• Problem to work on:
Please report every line in the entries that contains the string "verifies".

Input for this task: Begin

Issue #140, opened 2026-06-06
perf: add watermark-based backpressure for proxy and connection buffers


Jaruso:
## Summary
Add explicit high/low watermark controls for client, upstream, and per-stream buffers so Tardigrade can pause reads, resume reads, and bound memory use under slow-client, slow-origin, and large-body workloads.

## Research basis
Envoy treats flow control and buffer limits as core proxy behavior, with listener/cluster/protocol-level limits and metrics for paused/resumed reads. HAProxy and Apache HTTP/2 expose buffer and stream controls. Streaming proxying without watermarks simply moves memory pressure around; bounded buffering is required for first-class stability.

## Proposed design
- Define buffer accounting scopes: per connection, per request/stream, per upstream, global.
- Add configurable high/low watermarks.
- Pause client reads when downstream-to-upstream buffers exceed high watermark.
- Pause upstream reads when upstream-to-client buffers exceed high watermark.
- Resume reads when buffers fall below low watermark.
- Add hard caps that fail safely with clear error metrics.
- Integrate with streaming proxy mode.

## Acceptance criteria
- Watermarks are enforced for proxy request bodies and response bodies.
- Reads pause/resume without busy looping.
- Buffer caps produce deterministic 413/502/503-style behavior where appropriate.
- Metrics expose current buffered bytes and pause/resume counters.
- Tests cover slow client, slow upstream, large upload, large download, and abort paths.

## Metrics to add or verify
- `tardigrade_buffered_bytes_current{scope=...}`
- `tardigrade_buffer_high_watermark_events_total{scope=...}`
- `tardigrade_buffer_read_pauses_total{side=client|upstream}`
- `tardigrade_buffer_read_resumes_total{side=client|upstream}`
- `tardigrade_buffer_limit_exceeded_total{scope=...}`

## Benchmark requirements
Run streaming proxy benchmarks with:
- fast upstream / slow client
- slow upstream / fast client
- large uploads
- many concurrent medium responses

Compare RSS, p99, p999, abort correctness, and paused/resumed read behavior.

## Complexity
Medium.

## Risk
Medium. Incorrect flow control can deadlock or stall connections.

## Dependencies
Depends on #136. Strongly related to #139.

PR #418, opened 2026-07-15
proxy: add buffer accounting metrics

Jaruso:
## Summary
- add shared proxy buffer accounting directions, scopes, limits, and owner-local reservation helper
- add validated proxy buffer watermark env config and expose configured limits in Prometheus
- add bounded-cardinality buffer current/high-watermark/pause/resume/limit metrics, fold legacy buffered-response bytes into the shared metric surface, and account streaming relay buffers during active streaming proxy exchanges
- document the new operator-facing metrics and config knobs

Refs #140

## Validation
- git diff --check
- zig build test-integration -- --test-filter "proxy streams upstream response incrementally"

### DIFF
--- a/src/edge_config.zig
+++ b/src/edge_config.zig
@@ -403,6 +403,8 @@ pub const EdgeConfig = struct {
     max_connection_memory_bytes: usize,
     /// Maximum buffered bytes accepted from an upstream HTTP response body.
     max_buffered_upstream_response_bytes: usize,
+    /// Shared proxy body-buffer watermarks and future aggregate hard limits.
+    proxy_buffer_limits: http.proxy_buffer_account.Limits,
     /// Proxy streaming policy for data-plane HTTP proxy routes.
     proxy_streaming_mode: ProxyStreamingMode,
     /// Maximum relay buffer used per direction for streaming proxy transfers.
@@ -1165,6 +1167,13 @@ pub fn loadFromEnv(allocator: std.mem.Allocator) !EdgeConfig {
     const max_buffered_upstream_resp_str = envOrDefault(allocator, "TARDIGRADE_MAX_BUFFERED_UPSTREAM_RESPONSE_BYTES", "262144") catch unreachable;
     defer allocator.free(max_buffered_upstream_resp_str);
     const max_buffered_upstream_response_bytes = std.fmt.parseInt(usize, max_buffered_upstream_resp_str, 10) catch 256 * 1024;
+    const proxy_buffer_limits = http.proxy_buffer_account.Limits{
+        .per_stream_low_watermark = parseIntEnv(usize, allocator, "TARDIGRADE_PROXY_BUFFER_PER_STREAM_LOW_WATERMARK_BYTES", 256 * 1024),
+        .per_stream_high_watermark = parseIntEnv(usize, allocator, "TARDIGRADE_PROXY_BUFFER_PER_STREAM_HIGH_WATERMARK_BYTES", 768 * 1024),
+        .per_stream_hard_limit = parseIntEnv(usize, allocator, "TARDIGRADE_PROXY_BUFFER_PER_STREAM_HARD_LIMIT_BYTES", 1024 * 1024),
+        .per_origin_hard_limit = parseIntEnv(usize, allocator, "TARDIGRADE_PROXY_BUFFER_PER_ORIGIN_HARD_LIMIT_BYTES", 0),
+        .global_hard_limit = parseIntEnv(usize, allocator, "TARDIGRADE_PROXY_BUFFER_GLOBAL_HARD_LIMIT_BYTES", 0),
+    };
 
     const proxy_streaming_mode_str = envOrDefault(allocator, "TARDIGRADE_PROXY_STREAMING_MODE", "off") catch unreachable;
     defer allocator.free(proxy_streaming_mode_str);
@@ -1538,6 +1547,7 @@ pub fn loadFromEnv(allocator: std.mem.Allocator) !EdgeConfig {
         .connection_pool_size = connection_pool_size,
         .max_connection_memory_bytes = max_connection_memory_bytes,
         .max_buffered_upstream_response_bytes = max_buffered_upstream_response_bytes,
+        .proxy_buffer_limits = proxy_buffer_limits,
         .proxy_streaming_mode = proxy_streaming_mode,
         .proxy_stream_buffer_size = proxy_stream_buffer_size,
         .max_total_connection_memory_bytes = max_total_connection_memory_bytes,
@@ -2641,6 +2651,10 @@ pub fn validate(cfg: *const EdgeConfig) !void {
         std.log.err("config validation failed: TARDIGRADE_MAX_BUFFERED_UPSTREAM_RESPONSE_BYTES must be at least 1", .{});
         return error.InvalidConfigValue;
     };
+    cfg.proxy_buffer_limits.validate() catch {
+        std.log.err("config validation failed: proxy buffer watermarks must satisfy low < high <= hard and aggregate hard limits must be 0 or at least the per-stream hard limit", .{});
+        return error.InvalidConfigValue;
+    };
     validateProxyStreamBufferSize(cfg.proxy_stream_buffer_size) catch {
         std.log.err("config validation failed: TARDIGRADE_PROXY_STREAM_BUFFER_SIZE must be between 1 and 1048576 bytes", .{});
         return error.InvalidConfigValue;
@@ -3329,4 +3343,30 @@ test "validate proxy stream buffer size rejects zero and oversized buffers" {
     try validateProxyStreamBufferSize(1024 * 1024);
     try std.testing.expectError(error.InvalidConfigValue, validateProxyStreamBufferSize(0));
     try std.testing.expectError(error.InvalidConfigValue, validateProxyStreamBufferSize(1024 * 1024 + 1));
+}
+
+test "proxy buffer limits validate low high hard ordering" {
+    try (http.proxy_buffer_account.Limits{
+        .per_stream_low_watermark = 256 * 1024,
+        .per_stream_high_watermark = 768 * 1024,
+        .per_stream_hard_limit = 1024 * 1024,
+        .per_origin_hard_limit = 0,
+        .global_hard_limit = 0,
+    }).validate();
+
+    try std.testing.expectError(error.InvalidBufferLimits, (http.proxy_buffer_account.Limits{
+        .per_stream_low_watermark = 768 * 1024,
+        .per_stream_high_watermark = 256 * 1024,
+        .per_stream_hard_limit = 1024 * 1024,
+        .per_origin_hard_limit = 0,
+        .global_hard_limit = 0,
+    }).validate());
+
+    try std.testing.expectError(error.InvalidBufferLimits, (http.proxy_buffer_account.Limits{
+        .per_stream_low_watermark = 256 * 1024,
+        .per_stream_high_watermark = 768 * 1024,
+        .per_stream_hard_limit = 1024 * 1024,
+        .per_origin_hard_limit = 512 * 1024,
+        .global_hard_limit = 0,
+    }).validate());
 }
--- a/src/edge_config.zig
+++ b/src/edge_config.zig
@@ -2659,6 +2659,10 @@ pub fn validate(cfg: *const EdgeConfig) !void {
         std.log.err("config validation failed: TARDIGRADE_PROXY_STREAM_BUFFER_SIZE must be between 1 and 1048576 bytes", .{});
         return error.InvalidConfigValue;
     };
+    validateProxyBufferLimitsCoverRelayAllocations(cfg.proxy_buffer_limits, cfg.proxy_stream_buffer_size) catch {
+        std.log.err("config validation failed: TARDIGRADE_PROXY_BUFFER_PER_STREAM_HARD_LIMIT_BYTES must be at least the effective streaming relay allocation", .{});
+        return error.InvalidConfigValue;
+    };
 
     // Timeout relationship sanity checks — warn only, these are not hard errors
     // because operators may have intentional unusual configurations.
@@ -2706,6 +2710,11 @@ fn validateBufferedUpstreamResponseLimit(limit: usize) !void {
 
 fn validateProxyStreamBufferSize(size: usize) !void {
     if (size == 0 or size > 1024 * 1024) return error.InvalidConfigValue;
+}
+
+fn validateProxyBufferLimitsCoverRelayAllocations(limits: http.proxy_buffer_account.Limits, proxy_stream_buffer_size: usize) !void {
+    const effective_relay_bytes = @max(proxy_stream_buffer_size, 16 * 1024);
+    if (limits.per_stream_hard_limit < effective_relay_bytes) return error.InvalidConfigValue;
 }
 
 /// Emit log warnings for configurations that are valid but operationally risky.
@@ -3343,6 +3352,17 @@ test "validate proxy stream buffer size rejects zero and oversized buffers" {
     try validateProxyStreamBufferSize(1024 * 1024);
     try std.testing.expectError(error.InvalidConfigValue, validateProxyStreamBufferSize(0));
     try std.testing.expectError(error.InvalidConfigValue, validateProxyStreamBufferSize(1024 * 1024 + 1));
+}
+
+test "proxy buffer hard limit covers effective streaming relay allocation" {
+    const limits = http.proxy_buffer_account.Limits{
+        .per_stream_low_watermark = 1024,
+        .per_stream_high_watermark = 2048,
+        .per_stream_hard_limit = 4096,
+        .per_origin_hard_limit = 0,
+        .global_hard_limit = 0,
+    };
+    try std.testing.expectError(error.InvalidConfigValue, validateProxyBufferLimitsCoverRelayAllocations(limits, 16 * 1024));
 }
 
 test "proxy buffer limits validate low high hard ordering" {
--- a/src/gateway_proxy.zig
+++ b/src/gateway_proxy.zig
@@ -770,12 +770,16 @@ fn streamViaH2Pool(
                 if (streaming_body) |sb| {
                     var sent: usize = @min(sb.initial_bytes.len, sb.content_length);
                     if (sent > 0) {
+                        var initial_reservation = ProxyBufferReservation.init(.downstream_to_upstream, proxy_buffer_limits, proxy_buffer_observer);
+                        try initial_reservation.reserve(sent);
                         conn.writeStreamingRequestBody(stream, sb.initial_bytes[0..sent], sent == sb.content_length) catch |err| {
+                            initial_reservation.releaseAll();
                             conn.finishStreaming(stream);
                             if (!conn.healthy()) h2_pool.evict(key, conn);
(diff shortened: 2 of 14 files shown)


src/gateway_proxy_runtime.zig
```diff
@@ -522,6 +522,26 @@ pub fn handleLocationProxyPass(
     const fallback_reason: StreamingFallbackReason = switch (streamingEligibilityForDataPlaneProxyRequest(cfg, matched_block, &resolved, upstream_url.value, max_attempts)) {
         .stream => {
             state.recordUpstreamAttemptStart(selection.base_url);
+            const relay_buffer_bytes = @max(cfg.proxy_stream_buffer_size, 16 * 1024);
```
Jaruso: **Blocking:** This reserves only the caller-owned `read_buf` capacity. When `executeStreamingHttpProxyRequest` selects HTTP/2, upstream DATA is first retained in the `upstream_h2` per-stream body queue; those queued bytes are not represented here. As a result, `tardigrade_buffered_bytes_current` under-reports the path with the largest application-owned queue (potentially by the receive-window amount). Please account queue append/drain ownership in the H2 layer, or explicitly scope this instrumentation to HTTP/1 rather than presenting it as shared streaming accounting.

src/gateway_proxy_runtime.zig
```diff
@@ -522,6 +522,26 @@ pub fn handleLocationProxyPass(
...
+            state.metricsRecordProxyBufferBytes(.upstream_to_downstream, .stream, relay_buffer_bytes);
+            state.metricsRecordProxyBufferBytes(.upstream_to_downstream, .global, relay_buffer_bytes);
+            const account_upload_relay = streaming_request_body != null;
+            if (account_upload_relay) {
+                state.metricsRecordProxyBufferBytes(.downstream_to_upstream, .stream, relay_buffer_bytes);
```
Jaruso: **Blocking:** The streaming executor allocates a single `read_buf` and reuses it for the request upload and then the response relay; these are sequential phases, not two simultaneous relay allocations. Adding a second downstream-to-upstream reservation for the entire exchange doubles the same memory in both the `stream` and `global` gauges for streaming uploads. Please track one shared reservation and change its direction by phase, or account only genuinely distinct concurrently owned buffers.

src/gateway_state.zig
```diff
@@ -452,6 +452,7 @@ pub const GatewayState = struct {
     active_mux_subscriptions: usize, // runtime accounting [connection_mutex]
     connection_memory_estimate_bytes: usize, // cfg-derived; updated on reload [runtime_mutex]
     max_total_connection_memory_bytes: usize, // cfg snapshot; updated on reload [runtime_mutex]
+    proxy_buffer_limits: http.proxy_buffer_account.Limits, // cfg snapshot; updated on reload [runtime_mutex]
```
Jaruso, line 455: **Blocking:** This snapshot is initialized at startup, but `gateway_shutdown.applyReloadedRuntimeConfig` does not update it. After a successful hot reload, active requests use the new config while `tardigrade_buffer_config_limit_bytes` continues exporting the old limits. Also, because this field is documented as protected by `runtime_mutex`, Prometheus rendering should take a snapshot under that same lock before reading it.

src/http/metrics.zig
```diff
@@ -290,12 +315,81 @@ pub const Metrics = struct {
...
+                .global => &self.proxy_buffer_downstream_to_upstream_global_current,
+                else => return,
+            },
+            .upstream_to_downstream => switch (scope) {
+                .stream => &self.proxy_buffer_upstream_to_downstream_stream_current,
+                .global => &self.proxy_buffer_upstream_to_downstream_global_current,
+                else => return,
+            },
+        };
+        slot.* = if (value >= slot.*) 0 else slot.* - value;
```
Jaruso: **Suggestion:** Please avoid silently clamping an accounting underflow to zero. This slot is a process aggregate, so a duplicate or oversized release from one stream can erase reservations belonging to other active streams and hide the exactly-once ownership bug. A checked subtraction/assertion (plus an imbalance test) would make failures visible instead of corrupting the gauge.

Jaruso (commented):
The configuration and bounded-cardinality metric surface look well structured, and CI is green. I found three correctness issues that should be addressed before merging:

1. Streaming uploads count one shared relay allocation twice.
2. HTTP/2's per-stream body queue is not included, so the new current-byte gauge under-reports the path with the largest retained queue.
3. Hot reload leaves the exported limit snapshot stale and would be racy unless the read is locked too.

Please add focused tests that assert directional/current gauges during a streaming upload, account HTTP/2 queue append/drain ownership, and verify hot-reloaded limits appear in Prometheus. I also left a suggestion to make release underflow fail loudly rather than erase other active reservations.

src/gateway_proxy_runtime.zig
```diff
@@ -522,6 +522,16 @@ pub fn handleLocationProxyPass(
     const fallback_reason: StreamingFallbackReason = switch (streamingEligibilityForDataPlaneProxyRequest(cfg, matched_block, &resolved, upstream_url.value, max_attempts)) {
         .stream => {
             state.recordUpstreamAttemptStart(selection.base_url);
+            const relay_buffer_bytes = @max(cfg.proxy_stream_buffer_size, 16 * 1024);
+            state.metricsRecordProxyBufferBytes(.upstream_to_downstream, .stream, relay_buffer_bytes);
```
Jaruso: **Blocking:** The accounting needs to move to the actual protocol/phase owners. In HTTP/1, the heap `read_buf` is the upstream-to-downstream response relay, but `sendStreamingProxyRequest` has a distinct 16 KiB stack upload relay that is currently unaccounted. In HTTP/2, the heap `read_buf` is reused downstream-to-upstream during upload and upstream-to-downstream during response drain, while the much larger per-stream `Stream.body` queue is still omitted. Because this wrapper runs before protocol selection, it cannot represent those ownership/direction differences and it also counts H2 despite the docs saying this slice is HTTP/1-only. Please instrument the concrete owner sites (or pass an accounting object/callback into them) rather than assigning one upstream-to-downstream reservation around the entire executor.

src/edge_config.zig
```diff
@@ -2641,6 +2651,10 @@ pub fn validate(cfg: *const EdgeConfig) !void {
         std.log.err("config validation failed: TARDIGRADE_MAX_BUFFERED_UPSTREAM_RESPONSE_BYTES must be at least 1", .{});
         return error.InvalidConfigValue;
     };
+    cfg.proxy_buffer_limits.validate() catch {
```
Jaruso, line 2654: **Blocking:** These limits are not tied to the buffers they are supposed to bound. The response `read_buf` is always at least 16 KiB, and HTTP/1 full streaming adds a separate fixed 16 KiB upload relay; this config accepts a 4 KiB hard limit and the request still succeeds. The production path also bypasses `Account.reserve()`, so no `BufferLimitExceeded` result or limit-exceeded metric can occur. Please cross-validate each effective direction-specific reservation against `per_stream_hard_limit` and/or make the concrete buffer owner reserve through `Account` before allocating or entering the relay.

src/http/metrics.zig
```diff
@@ -290,12 +315,83 @@ pub const Metrics = struct {
...
+
+    pub fn recordProxyBufferHighWatermark(self: *Metrics, direction: proxy_buffer_account.Direction, scope: proxy_buffer_account.Scope) void {
+        if (scope != .stream) return;
+        switch (direction) {
+            .downstream_to_upstream => self.proxy_buffer_high_watermark_downstream_to_upstream_stream += 1,
+            .upstream_to_downstream => self.proxy_buffer_high_watermark_upstream_to_downstream_stream += 1,
+        }
+    }
+
+    pub fn recordProxyBufferLimitExceeded(self: *Metrics, direction: proxy_buffer_account.Direction, scope: proxy_buffer_account.Scope) void {
```
Jaruso, line 404: **Suggestion:** This counter, along with the pause/resume counters below, currently has no production caller; only the serializer test increments it. The operator docs state that hard-limit exceedance and pause/resume transitions are observable, but these series will remain permanently zero in real traffic. Either wire the actual transition sites in this PR or describe these series explicitly as reserved for a later enforcement slice so operators do not interpret zero as evidence that no events occurred.

Jaruso (commented):
Second pass: the reload snapshot/race and aggregate underflow handling from the first review are addressed, and the double reservation itself is gone. Two correctness issues remain before this metric surface is reliable:

1. The relay reservation is still outside the protocol- and phase-specific owner, so HTTP/2 is partially/misleadingly counted and streaming uploads are charged to the response direction for their entire upload phase.
2. Config validation permits a per-stream hard limit below the relay allocation that runtime actually makes; the new integration test demonstrates a 4 KiB hard limit with a 16 KiB reservation that succeeds without a limit-exceeded event.

I also left a note that the exported pause/resume and limit-exceeded counters currently have no production call sites, despite the operator docs describing them as observable events.

src/http/proxy_buffer_account.zig
```diff
@@ -0,0 +1,177 @@
...
+        self.current = next;
+        if (!self.above_high_watermark and self.current >= self.limits.per_stream_high_watermark) {
+            self.above_high_watermark = true;
+            self.high_watermark_events += 1;
+        }
+    }
+
+    pub fn release(self: *Account, bytes: usize) void {
+        self.current = if (bytes >= self.current) 0 else self.current - bytes;
+        if (self.above_high_watermark and self.current <= self.limits.per_stream_low_watermark) {
```
Jaruso, line 120: **Blocking:** The owner-local account still silently accepts an oversized or duplicate release by clamping to zero. The aggregate metrics layer was changed to reject underflow, but this foundational helper can hide the exactly-once ownership bug before it reaches that layer. Please make `release` checked (`!void` or an assertion) and add a test proving an over-release is reported and leaves `current` unchanged.

src/http/proxy_buffer_account.zig
```diff
@@ -0,0 +1,177 @@
...
+    }
+
+    pub fn reserve(self: *Account, bytes: usize) !void {
+        const next = std.math.add(usize, self.current, bytes) catch {
+            self.limit_exceeded_events += 1;
+            return error.BufferLimitExceeded;
+        };
+        if (next > self.limits.per_stream_hard_limit) {
+            self.limit_exceeded_events += 1;
+            return error.BufferLimitExceeded;
```
Jaruso, line 108: **Suggestion:** `Account` accepts `.connection`, `.origin`, and `.global` scopes, but `reserve` always enforces `per_stream_hard_limit`. Either restrict this owner-local type to `.stream` in this slice, or select the applicable limit by scope; otherwise a future aggregate account will silently enforce the wrong policy.

src/gateway_proxy_runtime.zig
```diff
@@ -522,6 +522,16 @@ pub fn handleLocationProxyPass(
...
+            state.metricsRecordProxyBufferBytes(.upstream_to_downstream, .global, relay_buffer_bytes);
```
Jaruso: **Blocking:** The stream and global values represent one logical reservation, but these two calls take and release `metrics_mutex` independently. `metricsToPrometheus` can snapshot between them and expose an impossible state (`stream=16KiB, global=0`, or the inverse during release). Please add one state API that records/releases all scopes for a reservation under a single lock, ideally fed by the concrete owner-local account.

tests/integration.zig
```diff
@@ -3625,6 +3628,18 @@ test "proxy full streaming mode relays fixed-length upload beyond request buffer
...
     try std.testing.expectEqualStrings(payload, captured);
+
+    var metrics = try sendRequest(allocator, tardigrade.port, .{
+        .method = "GET",
+        .path = "/status/metrics",
+        .body = "",
+        .headers = &.{},
+    });
+    defer metrics.deinit();
+    try std.testing.expect(std.mem.find(u8, metrics.body, "tardigrade_buffer_high_watermark_events_total{direction=\"upstream_to_downstream\",scope=\"stream\"} 1") != null);
```
Jaruso, line 3668: **Test gap:** Scraping only after the request completes cannot verify a `current` gauge or directional ownership; it only verifies eventual zero, so this still passes if the upload relay was never recorded. Hold the upload or response deliberately stalled, scrape while the relay is active, assert the expected downstream-to-upstream/upstream-to-downstream current values, then unblock and assert return to zero. Also, this modified test is not run by the current CI workflow, and the PR validation section lists a different integration-test filter—please run and record this exact test.

src/gateway_state.zig
```diff
@@ -3377,4 +3431,29 @@ test "served Prometheus metrics expose h2 streaming upload fallback counter" {
...
+
+test "served Prometheus metrics reflect updated proxy buffer limit snapshot" {
+    var gs: GatewayState = undefined;
+    initMetricsJsonTestState(&gs, std.testing.allocator);
+    defer gs.h2_pool.deinit();
+    defer gs.upstream_pool.deinit();
+    defer gs.mux_subscriptions_by_device.deinit();
+
+    gs.runtime_mutex.lock();
+    gs.proxy_buffer_limits = .{
```
Jaruso, line 3469: **Suggestion:** This proves Prometheus rendering reads the snapshot, but it does not guard the actual reload regression. The original bug was the missing assignment in `applyReloadedRuntimeConfig`; this test manually performs that assignment and would still pass if the production reload line were deleted. Add a focused apply/reload test that changes the config through the production helper and then verifies the exported values.

Jaruso (commented):
I completed a clean-room review of the current head across all 11 changed files and traced the surrounding HTTP/1, HTTP/2, reload, metrics serialization, and test code.

I corrected and resolved the earlier overbroad double-count thread: HTTP/1 has a distinct stack upload relay, while HTTP/2 reuses the heap relay. The remaining canonical ownership comment now describes the protocol-specific problem precisely.

Blocking findings remaining at this head:
1. Accounting is attached above protocol/phase selection, so HTTP/1 upload ownership, HTTP/2 direction changes, and the HTTP/2 body queue cannot be represented correctly.
2. Configured hard limits are not connected to effective allocations or `Account.reserve()`.
3. The owner-local account still hides over-release.
4. Stream/global parts of one logical reservation can be exposed as an inconsistent scrape snapshot.

I also left targeted suggestions for scope semantics and tests. CI is green, but CI only runs unit tests; the modified integration test is not part of that workflow, and the PR validation section lists a different integration-test filter.

src/http/upstream_h2.zig
```diff
@@ -740,6 +791,7 @@ pub fn H2Conn(comptime Transport: type) type {
                     const n = @min(avail, out.len);
                     @memcpy(out[0..n], stream.body.items[stream.body_read_off..][0..n]);
                     stream.body_read_off += n;
+                    stream.releaseQueuedBody(n);
```
Jaruso: **Blocking:** This releases the queue reservation—and shortly afterward replenishes the HTTP/2 stream window—as soon as the bytes are copied into the caller’s `out` buffer. The gateway has not written those bytes downstream yet. While that write is blocked, the same proxy stream owns the unaccounted `read_buf` bytes and the origin may refill the queue using the newly granted credit, so `per_stream_hard_limit` does not bound the combined queue + relay ownership.

Please keep the reservation/stream credit until the downstream write succeeds, or transfer the reservation explicitly to a separately accounted relay owner and acknowledge consumption afterward. Also compact or rotate consumed prefixes: `clearRetainingCapacity()` only runs when the consumer catches the queue completely, so a continuously non-empty stream can leave `body.items.len`/capacity growing with total response bytes even though the gauge tracks only unread bytes.

src/http/upstream_h2.zig
```diff
@@ -1139,6 +1191,17 @@ pub fn H2Conn(comptime Transport: type) type {
                         deliver = false;
                     }
                 }
+                if (deliver) {
+                    s.recordQueuedBody(fr.payload.len) catch |err| {
+                        if (err == error.BufferLimitExceeded) {
+                            if (s.err == null) s.err = err;
```
Jaruso, line 1220: **Blocking:** A local hard-limit failure is stored in `s.err`, but `finishStreaming()` sends `RST_STREAM` only when `stream.err == null`. This therefore prevents the reset that should stop the origin. After the worker removes the stream, later DATA is treated as unknown and the current `replenish_stream = true` path can send stream-level `WINDOW_UPDATE` for that removed stream.

Please distinguish locally generated aborts from peer/connection errors and send `RST_STREAM(CANCEL)` after releasing `state_mutex` when this reservation fails. Add a test proving the origin sees the reset and all queued reservations return to zero.

src/gateway_proxy.zig
```diff
@@ -1685,6 +1762,9 @@ fn streamProxyOverTransport(
     var aborted = false;
     var reusable = head.http_1_1 and !head.connection_close;
     if (body_allowed) {
+        var response_reservation = ProxyBufferReservation.init(.upstream_to_downstream, proxy_buffer_limits, proxy_buffer_observer);
+        try response_reservation.reserve(read_buf.len);
```
Jaruso: **Blocking:** `readUpstreamHead()` can leave already-read response-body bytes in `rb/read_buf`, but this reservation is created only after `writeStreamedUpstreamResponseHeadFromHeaders()` completes. If the downstream header write blocks, the proxy already owns body bytes in `read_buf` while both current gauges remain zero.

Start the response-buffer reservation before reading the upstream head (or at least before any downstream head write after that read), and retain it through the relay/teardown paths.

src/gateway_proxy.zig
```diff
@@ -740,12 +794,16 @@ fn streamViaH2Pool(
                             h2_pool.release(conn);
                             return error.ClientAborted;
                         }
+                        var upload_reservation = ProxyBufferReservation.init(.downstream_to_upstream, proxy_buffer_limits, proxy_buffer_observer);
+                        try upload_reservation.reserve(n);
```
Jaruso: **Blocking:** This reservation covers only chunks read later into `read_buf`. `sb.initial_bytes` is written before this loop and can contain request-body bytes received in the same read as the headers. On H2 those bytes are completely unaccounted; on H1 the fixed 16 KiB relay reservation can under-report a much larger initial slice held in the 256 KiB request buffer.

Account the initial body ownership before writing it upstream, with the reservation covering its actual byte count or an explicit ownership transfer from the inbound request buffer. Add a test where headers and a substantial body prefix arrive together; the current integration test sends them separately and cannot catch this.

Jaruso (commented):
Full re-review of the current head. The owner placement, relay-limit validation, checked release, atomic stream/global metrics updates, active HTTP/1 upload scrape, and production reload test are now addressed. Four correctness blockers remain:

1. HTTP/2 queue bytes are released and stream credit is replenished before the copied relay bytes have been written downstream, so ownership temporarily becomes unaccounted and the hard limit does not bound queue + relay memory.
2. A local HTTP/2 `BufferLimitExceeded` marks `stream.err`, but `finishStreaming` only resets streams with `err == null`; this can abandon the stream without sending RST_STREAM and later grant WINDOW_UPDATE credit to the removed stream.
3. HTTP/1 can already hold response-body bytes in `read_buf` after parsing the head, but the reservation begins only after the downstream response head has been written.
4. Request-body bytes pre-read with the request headers (`initial_bytes`) bypass the H2 upload reservation and can exceed the fixed H1 relay amount being reported.

Please add focused tests for H2 slow-downstream ownership/compaction, hard-limit reset and zero-on-teardown behavior, HTTP/1 body bytes arriving with the response head, and uploads whose body bytes arrive in the initial header read. CI is green, but the workflow still does not run `test-integration`, and the PR validation section still names a different integration-test filter than the modified upload test.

Input for this task: End

• Answer to this task:
Jaruso, line 3668: **Test gap:** Scraping only after the request completes cannot verify a `current` gauge or directional ownership; it only verifies eventual zero, so this still passes if the upload relay was never recorded. Hold the upload or response deliberately stalled, scrape while the relay is active, assert the expected downstream-to-upstream/upstream-to-downstream current values, then unblock and assert return to zero. Also, this modified test is not run by the current CI workflow, and the PR validation section lists a different integration-test filter—please run and record this exact test.
Jaruso, line 3469: **Suggestion:** This proves Prometheus rendering reads the snapshot, but it does not guard the actual reload regression. The original bug was the missing assignment in `applyReloadedRuntimeConfig`; this test manually performs that assignment and would still pass if the production reload line were deleted. Add a focused apply/reload test that changes the config through the production helper and then verifies the exported values.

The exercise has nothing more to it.